*** Records for processing Section Begins ***

PR #4509, opened 2025-10-14
Investigate tests disabled during transition to minimal 1.8 target

stephan-herrmann:
+ improve protocol for initialization null annotations & their package
+ re-enable NullAnnotationBatchCompilerTest.test315_warn_options()

See https://github.com/eclipse-jdt/eclipse.jdt.core/issues/2758

### DIFF
--- a/org.eclipse.jdt.core.compiler.batch/src/org/eclipse/jdt/internal/compiler/lookup/ExtendedTagBits.java
+++ b/org.eclipse.jdt.core.compiler.batch/src/org/eclipse/jdt/internal/compiler/lookup/ExtendedTagBits.java
@@ -39,4 +39,6 @@ public interface ExtendedTagBits {
 	static boolean areAllAnnotationsResolved(long extendedTagBits) {
 		return (extendedTagBits & AllAnnotationsResolved) == AllAnnotationsResolved;
 	}
+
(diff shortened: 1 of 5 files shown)


stephan-herrmann:
The protocol for initialization of null annotations and their package had gone wild:
* fields like `LE.nullableAnnotationPackage` had served a dual purpose
   * remember a detected PackageBinding to answer `LE.isNullnessAnnotationPackage()`
   * reset to null in `PackageBinding.checkIfAnalysisAnnotationType()` to signal that the matching type has been found and no further checking is needed
   * this makes the protocol vulnerable to bad ordering of events
* when switching from 1.5 to 1.8, `LE.initializeUsesNullTypeAnnotation()` triggered resolving of null annotations at an unhappy point in time
   * resolving triggered `PackageBinding.checkIfAnalysisAnnotationType()` which reset package bindings to null
   * later `SourceTypeBinding.evaluateNullAnnotations()` was no longer able to detect that we _are_ in the null annotation package.

Fixed by replacing those contentious fields in LE with setting `ExtendedTagBits.IsNullAnnotationPackage` in the PackageBinding.  At that point I realized that the generalizations from #1716 made `PackageBinding.checkIfAnalysisAnnotationType()` essentially unnecessary. We no longer need to worry about unnecessarily performing this check, since it was essentially reduced to just one map access.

*** Records for processing Section Ends ***

(Activity) Set down each line from the line containing "checking is needed" through the final line of the data, exactly and with nothing added.

(Task result)
   * reset to null in `PackageBinding.checkIfAnalysisAnnotationType()` to signal that the matching type has been found and no further checking is needed
   * this makes the protocol vulnerable to bad ordering of events
* when switching from 1.5 to 1.8, `LE.initializeUsesNullTypeAnnotation()` triggered resolving of null annotations at an unhappy point in time
   * resolving triggered `PackageBinding.checkIfAnalysisAnnotationType()` which reset package bindings to null
   * later `SourceTypeBinding.evaluateNullAnnotations()` was no longer able to detect that we _are_ in the null annotation package.

Fixed by replacing those contentious fields in LE with setting `ExtendedTagBits.IsNullAnnotationPackage` in the PackageBinding.  At that point I realized that the generalizations from #1716 made `PackageBinding.checkIfAnalysisAnnotationType()` essentially unnecessary. We no longer need to worry about unnecessarily performing this check, since it was essentially reduced to just one map access.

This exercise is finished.